2

I'm fairly new at programming and I am trying to write a python program that will compare 2 .csv files by specific columns and check for additions, removals, and modifications. The .csv files are both in the following format, contain the same amount of columns, and use BillingNumber as the key:

BillingNumber,CustomerName,IsActive,IsCreditHold,IsPayScan,City,State
"2","CHARLIE RYAN","Yes","No","Yes","Reading","PA"
"3","INSURANCE BILLS","","","","",""
"4","AAA","","","","",""

I need to compare only columns 0, 1, 2, and 4. I have tried many different ways to accomplish this but I haven't had any luck. I understand that I can load them into dictionaries using csv.DictReader or csv.reader, but after that I get stuck. I'm not sure exactly where or how to start after loading them into memory.

I tried this previously:

import time
old_lines = set((line.strip() for line in open(r'Old/file1.csv', 'r+')))
file_new = open(r'New/file2.csv', 'r+')

choice = 0
choice = int( input('\nPlease choose your result format.\nEnter 1 for .txt, 2 for .csv or 3 for .json\n') )
time.sleep(1)
print(".")
time.sleep(1)
print("..")
time.sleep(1)
print("...")
time.sleep(1)
print("....")
time.sleep(1)
print('Done!

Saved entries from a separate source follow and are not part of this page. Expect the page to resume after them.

PR #14, opened 2021-02-15
fix link to doc

laurentheirendt:


laurentheirendt:
now as the tag has been created, this link finally works 😄

Issue #12, opened 2021-02-11
Sparse matrix output


exaexa:
`getS` currently returns a dense matrix (that can become quite inconvenient even for modestly sized models). Return some version of a sparse matrix.

exaexa:
Closed by #19

PR #19, opened 2021-02-26
Support sparse S matrix output

exaexa:
This should allow loading of pretty big models.

Version bump is necessary (API has changed slightly).


exaexa:
Fixes #12

laurentheirendt:
Can you add a test for the sparse matrix output?

laurentheirendt (approved):

PR #24, opened 2021-03-14
load more useful metadata

### LINKED ISSUE #22: readSBML extension
Hi, I'm in the early stages of building a Julia version of the CobraTool box, see [here](https://github.com/stelmo/CobraTools.jl) for reference. For this I need an SBML reader/writer, and hence my interest in this package. In my package I essentially adopt the COBRApy framework of storing a model as an array of genes, metabolites and reactions. For each of these I aim to import most of the data contained in the model source file, e.g. for metabolites this includes (per metabolite):

1. id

Check "Different" folder for results.\n')
if choice == 1:
    file_diff = open(r'Different/diff.txt', 'w')
elif choice == 2:
    file_diff = open(r'Different/diff.csv', 'w')
elif choice == 3:
    file_diff = open(r'Different/diff.json', "w")
else: 
    print ("You MUST enter 1, 2 or 3")
    exit()

for line in file_new:
    if line.strip() not in old_lines:
        file_diff.write("** ERROR! Entry "+ line + "** Does not match previous file\n\n")
file_new.close()
file_diff.close()

It doesn't work properly because if there is an additional line, or one is missing, it logs everything after that line as different. Also it compares the whole line which is not what I want to do. This was basically just a starting point and although it kind of worked, it isn't specific enough for what I need. I'm really just looking for a good place to start. Thanks!

Wilduck
  • 13,822
  • 10
  • 58
  • 90
user2120375
  • 31
  • 1
  • 3
  • This would be somewhere to start http://docs.python.org/2/library/csv.html – danodonovan Feb 28 '13 at 16:39
  • 2
    So it sounds like you're trying to write a diff program. That's a pretty in depth topic. Try http://stackoverflow.com/questions/805626/diff-algorithm or http://stackoverflow.com/questions/5897983/diff-algorithm-implementation-in-python. – Hoopdady Feb 28 '13 at 16:39
  • 1
    "I'm not sure exactly where or how to start after loading them into memory". There's a reason for this. You haven't rigorously described what you want. You said you want to "compare 2 .csv files by specific columns and check for additions, removals, and modifications". As Hoopdady mentioned, there is a lot covered by that simple statement. I would start by writing down, very carefully, exactly what you want to check for (like: what if there is an addition in one column and a deletion in another). Once you pose your question well enough, the implementation will become easier. – Wilduck Feb 28 '13 at 16:41
  • For instance let's say that there is a new key or a deleted key found, then I would like to output that record. If there is a modification of any data in columns 0, 1, 2, or 4 I would like to output that record. Basically I want to see if ANYTHING has changed in those columns then output any modified records to a third file. I have tried using csvDictReader, but then when I try to compare I get various errors including '_csv.reader' object has no attribute " " I'm not looking for an exact answer. – user2120375 Feb 28 '13 at 16:50

4 Answers4

1

I think you were on the right track using the csv module. Since 'BillingNumber' is a unique key, I would create one dict for the "old" billing file, and another for the "new" billing file:

import csv

def make_billing_dict(csv_dict_reader):
    bdict = {}
    for entry in csv_dict_reader:
        key = entry['BillingNumber']
        bdict[key] = entry
    return bdict

with open('old.csv') as csv_file:
    old = csv.DictReader(csv_file)
    old_bills = make_billing_dict(old)

That results in this data structure for old_bills:

{'2': {'BillingNumber': '2',
       'City': 'Reading',
       'CustomerName': 'CHARLIE RYAN',
       'IsActive': 'Yes',
       'IsCreditHold': 'No',
       'IsPayScan': 'Yes',
       'State': 'PA'},
 '3': {'BillingNumber': '3',
       'City': '',
       'CustomerName': 'INSURANCE BILLS',
       'IsActive': '',
       'IsCreditHold': '',
       'IsPayScan': '',
       'State': ''},
 '4': {'BillingNumber': '4',
       'City': '',
       'CustomerName': 'AAA',
       'IsActive': '',
       'IsCreditHold': '',
       'IsPayScan': '',
       'State': ''}}

Once you create the same data structure for the "new" billing file, you can easily find the differences:

# Keys that are in old_bills, but not new_bills
print set(old_bills.keys()) - set(new_bills.keys())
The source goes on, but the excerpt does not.